The combination of the second break and the infection meant Walden essentially used a redshirt year at Brevard. "I took antibiotics three times a day for about six months," he said. "It was a long, long process. The infection finally went away. I had a screw in there. They took the screw out and just let (the broken foot) heal by itself."

For some eight months, Walden wore a therapeutic boot on his left foot. He figures he gained some 20 pounds while unable to run. In his darker moments, he wondered if his basketball career was over.

"After breaking it the second time, the doctor told me 'There's always a chance you can easily break it again,'" Walden said. "... For a while, I thought maybe I won't get back to playing at all, or (to) playing well."

Finding himself

Amid the foot maladies that sidelined him, Walden said three schools kept recruiting him — Morehead State, Ball State and EKU. Because of the relationship Riley built with him, Walden chose Eastern. It was a school he had never heard of until the Colonels started recruiting him.

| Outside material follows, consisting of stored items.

Issue #17839, opened 2019-03-20
ion-range start and end events


JumBay:
# Feature Request

**Ionic version:**

[x] **4.x**

**Describe the Feature Request**

As discussed here https://github.com/ionic-team/ionic/issues/17299, it would be nice to have a **start even**t triggered when knob is pressed and an **end event** triggered when the knob is released like the behavior of ionFocus and ionBlur in ionic v3.

Thanks

biesbjerg:
I gave it a shot. It's my first pull request-ish, so be gentle ;-)

liamdebeasi:
Hi there,

Thanks for the feature request. How do the `start` and `end` events differ from the `focus` and `blur` events?  The `focus` event should fire when the knob is pressed, and the `blur` is fired when the knob is released.

Thanks!

JumBay:
That was the behavior in ionic 3 but it has changed in v4 see: https://github.com/ionic-team/ionic/issues/17299#issuecomment-458490016

liamdebeasi:
Hi everyone,

I spoke with the team and there are a few things going on here:

1. The `focus`/`blur` behavior in `ion-range` isn't quite right. `focus` should fire when the element comes into focus (tabbing in, clicking, etc). `blur` should fire when the element loses focus (clicking outside of the range).

2. We need a way to capture mousedown/mouseup since essentially what we were capturing in v3. I think the PR that was created attempts to resolve this, so I will work with the PR author on cleaning this up.

Thanks!

biesbjerg:
@liamdebeasi `focus`/`blur` seems to work as advertised (like you would expect any input component to behave). 

I committed another change that also triggers `start`/`end` when changing range using the keyboard. 
The `start`-event will always contain the range value before the knob was moved and the `end`-event will contain the final range value after the knob has been released.

I'm not sure if I'm supposed to squash the commits (or you can do it?) or how - sorry!

liamdebeasi:
Hi @biesbjerg,

I created a CodePen that shows the `ion-range` behavior vs the native `range` input behavior: https://codepen.io/liamdebeasi/pen/eaZyxW. Clicking the track on `ion-range` fires both the focus and blur events, which is not correct.

My `focus`/`blur` comment was in regards to the existing behavior of the `ion-range`, not in regards to your PR. I will post any feedback for that on the PR page. 🙂 

Don't worry about squashing commits, we will squash and merge your PR when it's ready.

biesbjerg:
[...]

PR #25011, opened 2022-03-28
feat(range): add knobMoveStart and knobMoveEnd events

amandaesmith3:
## Pull request checklist

## Pull request type

 

 

- [ ] Bugfix
- [x] Feature
- [ ] Build related changes

The only way to listen for user interaction with an `ion-range` is the `ionChange` event. This doesn't fit all use cases, as it fires many times throughout a single drag gesture (every time the range's value updates). If a dev wants to listen for the user's gesture to finish, debouncing an `ionChange` listener wouldn't work either, as it would delay the drag-end handler by the debounce time.

Issue URL: Resolves https://github.com/ionic-team/ionic-framework/issues/17839

## What is the new behavior?

Adds two new events: `ionKnobMoveStart` and `ionKnobMoveEnd`. These fire at, respectively, the start and end of a touch gesture or mouse drag on the range. Both events include the range's `value` at the time. Keyboard interaction is also handled.

- [ ] Yes
- [x] No


core/src/components/range/range.tsx
```diff
@@ -191,6 +191,16 @@ export class Range implements ComponentInterface {
...
 
+  /**
+   * Emitted when the user starts moving the range knob.
+   */
+  @Event() ionChangeStart!: EventEmitter<RangeChangeStartEventDetail>;
+
+  /**
+   * Emitted when the user finishes moving the range knob.
+   */
+  @Event() ionChangeEnd!: EventEmitter<RangeChangeEndEventDetaill>;
```
amandaesmith3, line 202: I'm not married to these event names. I know they could be confused with hypothetical `ionWillChange` and `ionDidChange` events, which would imply they fire alongside every `ionChange` event instead of once each. I wanted something more specific than just `ionStart` and `ionEnd`, though. Open to suggestions 🤔

core/src/components/range/range-interface.ts
```diff
@@ -8,7 +8,15 @@ export interface RangeChangeEventDetail {
   value: RangeValue;
 }
 
+export interface RangeChangeStartEventDetail {
```
sean-perkins, line 11: ~ Thoughts on re-using the existing `RangeChangeEventDetail`? Unsure of the value of separate interfaces, if the type signature is identical.

core/src/components/range/range.tsx
```diff
@@ -257,7 +267,10 @@ export class Range implements ComponentInterface {
     } else {
       this.ratioB = clamp(0, this.ratioB + step, 1);
     }
+
+    this.ionChangeStart.emit({ value: this.value });
```
sean-perkins, line 271: ~ Consider using a local variable here, since we are accessing the same variable multiple times:
```tsx
const { value } = this;
this.ionChangeStart.emit({ value });
this.updateValue();
this.ionChangeEnd.emit({ value });
```

core/src/components/range/test/basic/e2e.ts
```diff
@@ -17,3 +18,37 @@ test('range:rtl: basic', async () => {
   const compare = await page.compareScreenshot();
   expect(compare).toMatchScreenshot();
 });
+
+test('range: start/end events', async () => {
```
sean-perkins, line 22: ~ Can we add a test case for clicking the range without dragging and making sure that both start and end events fire?

core/src/components/range/range.tsx
```diff
@@ -191,6 +191,16 @@ export class Range implements ComponentInterface {
    */
   @Event() ionBlur!: EventEmitter<void>;
 
+  /**
+   * Emitted when the user starts moving the range knob.
```
sean-perkins, line 195: ~ Should we call out this fires with both keyboard input and dragging the knob?

sean-perkins (commented):
I am also indifferent to the event names. I do not think they are immediately recognizable as to what they are used for, but also cannot think of an alternative name that is more clear than `ionChangeStart` and `ionChangeEnd`.

core/src/components/range/range-interface.ts
amandaesmith3: We'd agreed to use separate event details on the design doc, to avoid potential confusion and make them easier to update if we need new fields later. I'm open to changing it though if y'all don't think it'll look weird down the road 🤷‍♀️

core/src/components/range/range.tsx
amandaesmith3: `updateValue` will change the value, so we need to re-access it rather than using a cached version.

core/src/components/range/range.tsx
amandaesmith3: Good thinking, will update :eyes:

core/src/components/range/range.tsx
sean-perkins: Ahh I missed that, thanks for the clarification!

sean-perkins (approved):
Looks good to me, great work on this 🎉

core/src/components/range/range-interface.ts
```diff
@@ -8,7 +8,15 @@ export interface RangeChangeEventDetail {
...
+  value: RangeValue;
+}
+
+export interface RangeChangeEndEventDetaill {
```
liamdebeasi, line 15:
```suggestion
export interface RangeChangeEndEventDetaill {
```
```suggestion
export interface RangeChangeEndEventDetail {
```
One extra "L"

liamdebeasi, line 15:
```suggestion
export interface RangeChangeEndEventDetail {
```

One extra "L"

liamdebeasi, line 15:
```suggestion
export interface RangeChangeEndEventDetail {
```

One extra "L"

core/src/components/range/range.tsx
```diff
@@ -191,6 +191,18 @@ export class Range implements ComponentInterface {
    */
   @Event() ionBlur!: EventEmitter<void>;
 
+  /**
+   * Emitted when the user starts moving the range knob, whether through
+   * mouse drag, touch gesture, or keyboard interaction.
+   */
+  @Event() ionChangeStart!: EventEmitter<RangeChangeStartEventDetail>;
```
liamdebeasi, line 198: Bikeshedding here, but thoughts on calling this `ionStart` and `ionEnd`? To me `ionChangeStart` implies that `ionChange` will fire after `ionChangeStart`. If you have a pointer on the knob, `ionChangeStart` will fire, but if you simply remove the point and do not move the knob, `ionChange` will not fire.

liamdebeasi, line 198: Bikeshedding here, but thoughts on calling this `ionStart` and `ionEnd`? To me `ionChangeStart` implies that `ionChange` will fire after `ionChangeStart`. If you have a pointer on the knob, `ionChangeStart` will fire, but if you simply remove the point and do not move the knob, `ionChange` will not fire.

core/src/components/range/range-interface.ts
```diff
@@ -8,7 +8,15 @@ export interface RangeChangeEventDetail {
...
+  value: RangeValue;
+}
+
 export interface RangeCustomEvent extends CustomEvent {
-  detail: RangeChangeEventDetail;
+  detail: RangeChangeEventDetail | RangeChangeStartEventDetail | RangeChangeEndEventDetaill;
```
liamdebeasi, line 20: Why are we making separate interfaces if the definitions are all the same?

liamdebeasi, line 20: Why are we making separate interfaces if the definitions are all the same?

liamdebeasi (changes requested):

core/src/components/range/range.tsx
liamdebeasi: Or maybe `ionKnobStart` or `ionKnobEnd` if we wanted something more specific?

core/src/components/range/range-interface.ts
amandaesmith3: We'd agreed to use separate event details on the design doc, to avoid potential confusion and make them easier to update if we need new fields later. I'm open to changing it though if y'all don't think it'll look weird down the road 🤷‍♀️

core/src/components/range/range.tsx
amandaesmith3: Hmm, good point re: changeStart vs change. 🤔 What about `ionKnobMoveStart`? That feels sufficiently descriptive.

liamdebeasi: Yeah that sounds good 👍

core/src/components/range/range-interface.ts
```diff
@@ -8,7 +8,15 @@ export interface RangeChangeEventDetail {
   value: RangeValue;
 }
 
+export interface RangeChangeStartEventDetail {
+  value: RangeValue;
+}
+
+export interface RangeChangeEndEventDetail {
+  value: RangeValue;
+}
```
liamdebeasi, line 17: These need to be documented in `readme.md`. You can add them above/under the `RangeChangeEventDetail` interface.

liamdebeasi (changes requested):

liamdebeasi (commented):
Do we need to call `ensureValueInBounds`? https://github.com/ionic-team/ionic-framework/blob/a4803ec99d395c4eba1e7ebffe426cae4452a641/core/src/components/range/range.tsx#L153-L155

I don't know if the `valueChanged` callback will update the `value` prop with the clamped values.

amandaesmith3:
Good catch, thanks!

After that first shaky pickup game in Richmond, Walden slowly began to round back into form. Last season, when EKU visited Illinois of the Big Ten, Walden sliced and diced the Fighting Illini for 21 points on 9-of-13 shooting.

"I wouldn't say that was the game where I really found myself," Walden said, "but it was a big jump, a big kick-start to the process of me just finding my rhythm, finding my trust in myself that I could actually play at this level again."

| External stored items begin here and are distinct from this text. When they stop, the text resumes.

PR #25012, opened 2022-03-29
test(playwright): custom mode/rtl preference can now be specified

liamdebeasi:
## Pull request checklist

## Pull request type

 

 

- [ ] Bugfix
- [ ] Feature
- [ ] Build related changes
- [x] Other (please describe):  Test Infra

This PR addresses a few points of feedback received during the PR review.

1. Developers can now manually override the mode/RTL preference on a per-test basis. The `getSnapshotSettings` method also works with this customization.
2. Developers can query for the mode/RTL preference via `testInfo.project.metadata`. This is a Playwright feature and has been documented in our internal testing guide

Previously it was discussed that the test name should make note of the mode/RTL file name. However, being able to customize the mode/RTL preference on a per test basis means this is not possible. Customizing the mode/RTL preference is done in the `page.goto` method by passing the preferences as part of the URL. By the time this is done, the test name has already been specified.

A few things though:

1. The screenshot file name notes the mode/RTL preference.
2. The playwright report also notes that mode/RTL preference when it logs the network request.

Open to other ideas, but does not seem to be easily doable if we want to customize the mode/RTL preference.

- [ ] Yes
- [x] No


sean-perkins (approved):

A big part of regaining his game, Walden says, was finding mental peace with the knowledge that he could break his foot again. "For me to fully trust it, it was a good bit into last season until I was like 'All right, if it breaks, it breaks.' You have to play. You can't think about it,'" he said.

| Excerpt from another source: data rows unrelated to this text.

Issue #24634, opened 2022-01-24
bug: ion-menu containing an ion-accordion scrolls up every time the menu opens


erikramalho:
### Prerequisites

- [X] I have read the [Contributing Guidelines](https://github.com/ionic-team/ionic-framework/blob/main/.github/CONTRIBUTING.md#creating-an-issue).
- [X] I agree to follow the [Code of Conduct](https://ionicframework.com/code-of-conduct).
- [X] I have searched for [existing issues](https://github.com/ionic-team/ionic-framework/issues) that already report this problem, without success.

### Ionic Framework Version

- [ ] v4.x
- [ ] v5.x
- [X] v6.x

### Current Behavior

If we put a ion-accordion inside a ion-menu with a ion-split-pane app, the menu scrolls up every time you close and reopen the ion-menu. The ion-menu scroll up right after the event ionDidOpen finishes.

### Expected Behavior

The ion-menu must keep the scroll postion. This behavior is seen if you put a ion-list + ion-item in a ion-menu.

### Steps to Reproduce

Just create a side menu app (ionic start and side menu) and then place a multiple ion-accordion / ion-accordion-group.  In the link provided, 

1. open the menu, expand the accordion
2. scroll down the menu 
3. click outside the menu to close it
4. reopen the menu: a scroll to top will happen. 

### Code Reproduction URL

https://stackblitz.com/edit/ionic-5-custom-ion-menu-button-jikmqz?file=src/app/tab1/tab1.page.html

### Ionic Info

Ionic CLI : 6.18.1 (/node/v12.22.5/lib/node_modules/@ionic/cli)
Ionic Framework : @ionic/angular 6.0.1
@angular-devkit/build-angular : 12.2.14
@angular-devkit/schematics : 12.2.14
@angular/cli : 12.2.14
@ionic/angular-toolkit : 5.0.1

amandaesmith3:
Thanks for the issue, I'm able to replicate in both Angular and core. The bug triggers if you have at least one accordion in a menu. It doesn't trigger with just a list in the menu, but I saw it using just one accordion group with one accordion. It looks like the accordion's content can be anything; you don't necessarily need an `ion-list` anywhere.

sean-perkins:
Additional context from #24660, this also appears to happen when the `ion-menu` content container has overflow scrolling. You can replicate in the conference app, by adding additional padding to the menu's content container and toggling the visibility of the menu. The menu's scroll position is always snapping back to the top. 

[...]

PR #25044, opened 2022-04-01
fix(menu): preserve scroll position when focusing on open

amandaesmith3:
## Pull request checklist

## Pull request type

 

 

- [x] Bugfix
- [ ] Feature
- [ ] Build related changes

When an `ion-menu` is opened, the first (focusable) element inside it is auto-focused for screen readers. This causes the menu's scroll position to jump to the focused element, and only once the opening animation has finished, leading to a jarring experience.

Issue URL: Resolves https://github.com/ionic-team/ionic-framework/issues/24634

## What is the new behavior?

When opening the menu, the host element is focused instead of the first element. This allows focus trapping without affecting the scroll position.

- [ ] Yes
- [x] No

## Other information

An alternative would be to use the `preventScroll` option in `focusFirstDescendant`:
```ts
element.focus({ preventScroll: true });
```
However, this isn't currently supported in Safari: https://caniuse.com/mdn-api_htmlelement_focus_options_preventscroll_parameter

Side note: I elected to write the test in Puppeteer for the sake of time, rather than migrating to Playwright.


core/src/components/menu/menu.tsx
```diff
@@ -396,6 +396,28 @@ export class Menu implements ComponentInterface, MenuI {
     }
 
     this.beforeAnimation(shouldOpen);
+
+    if (shouldOpen) {
+      // focus menu content for screen readers, preserving scroll position
+      if (this.menuInnerEl) {
```
liamdebeasi, line 402: I know Sean had suggested focusing the host of `ion-menu` instead of trying to mess with the scroll position. Any reason why we did not do that here?

liamdebeasi: Another thought: We do have an open issue with focus + menu (FW-293). Perhaps focusing the `ion-menu` host would help resolve that issue as well?

You could do something like the following:

```
// check to see if the activeElement is inside of ion-menu
  // if it is, do nothing and return early
// otherwise focus ion-menu
```

That way you can get the benefits of focus trapping without having to manage the scroll position.

amandaesmith3: I thought it would cause screen reader issues, but I gave it a try and it seems to work okay 🤔 I'll fiddle with it some more in the morning.

amandaesmith3: Tried it with just focusing `this.el` instead of the first descendant (and leaving focus trapping alone) and that seems to work great 😆 No scroll jumping, and it plays nice with screen readers.

core/src/components/menu/menu.tsx
```diff
@@ -619,12 +620,12 @@ export class Menu implements ComponentInterface, MenuI {
...
-        this.focusFirstDescendant();
-      }
-
-      // setup focus trapping
+      /**
+       * Set up focus trapping. Focus the host element to start with
+       * instead of the first descendant to avoid the scroll position
+       * jumping to that element right away.
+       */
+      this.el.focus();
```
liamdebeasi, line 628: Should this check to see if the focused element is already inside of `ion-menu`? If it is, we probably do not want to change the focus.

core/src/components/menu/test/basic/e2e.ts
```diff
@@ -28,13 +28,42 @@ test('menu: focus trap', async () => {
...
+  activeElID = await getActiveElementID(page);
   expect(activeElID).toEqual('start-menu-button');
 
+  // do it again to make sure focus stays inside menu
   await page.keyboard.press('Tab');
   activeElID = await getActiveElementID(page);
   expect(activeElID).toEqual('start-menu-button');
 });
 
+test('menu: preserve scroll position', async () => {
```
liamdebeasi, line 43: I know mandatory Playwright tests do not start until next sprint, but could you write this in Playwright if you have time? Focus management has been tricky across browsers, so it would be great to test this in Firefox, Chrome, and Safari. 

If you don't have time this sprint I can make a ticket for next sprint. Let me know what you would prefer.

core/src/components/menu/menu.tsx
amandaesmith3: This is only when opening the menu, so the focus should be on whatever button etc. triggered that (which won't be inside it).

core/src/components/menu/test/basic/e2e.ts
amandaesmith3: I would go ahead and make the ticket; if I have time I can knock it out, but I'm not confident 🤔

core/src/components/menu/menu.tsx
liamdebeasi: What happens if a user manually shifts focus? (I.e. do we still respect that focus?)

amandaesmith3: Shifts focus to where? If you hit tab after opening the menu, it'll move to the contents and trap your focus, but not sure if that's what you meant.

liamdebeasi: If a user manually focuses an element inside of `ion-menu`, I would expect that the focus is preserved when opening the menu. For example: Someone clicks the menu button and focuses a button inside the menu as it is opening.

core/src/components/menu/menu.tsx
```diff
@@ -619,12 +620,17 @@ export class Menu implements ComponentInterface, MenuI {
...
-      // focus menu content for screen readers
-      if (this.menuInnerEl) {
-        this.focusFirstDescendant();
+      /**
+       * Move focus to the menu to prepare focus trapping, as long as
+       * it isn't already focused. Use the host element instead of the
+       * first descendant to avoid the scroll position jumping around.
+       */
+      const focusedMenu = document.activeElement?.closest('ion-menu');
+      if(!focusedMenu || focusedMenu !== this.el) {
```
liamdebeasi, line 629: Optional: This can be simplified:

```suggestion
      if (focusedMenu !== this.el) {
```

If `focusedMenu` is `null` (possible return value from closest()) then it won't be equal to `this.el` which is an HTML element.

liamdebeasi (approved):
Great job!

The best testament to how well Walden — this season's OVC Defensive Player of the Year — has played at Eastern is that no one around the Colonels program was surprised by his stellar effort in the OVC Tournament. As Illinois found out last year, Walden has a knack for coming up big under the brightest lights.

This season, Walden had 19 points, eight rebounds and three steals in EKU's overtime loss at VCU. He hit traditional OVC titan Murray State with 24 points in a regular-season Colonels defeat.

"It doesn't surprise me that Corey played great in the big (OVC tourney) games," Neubauer said, "because he's done that for us here for a couple of years."

Just two years ago, Corey Walden feared that chronic foot injuries had sabotaged his career. Now, he is a primary reason EKU is wearing (big) dancing shoes.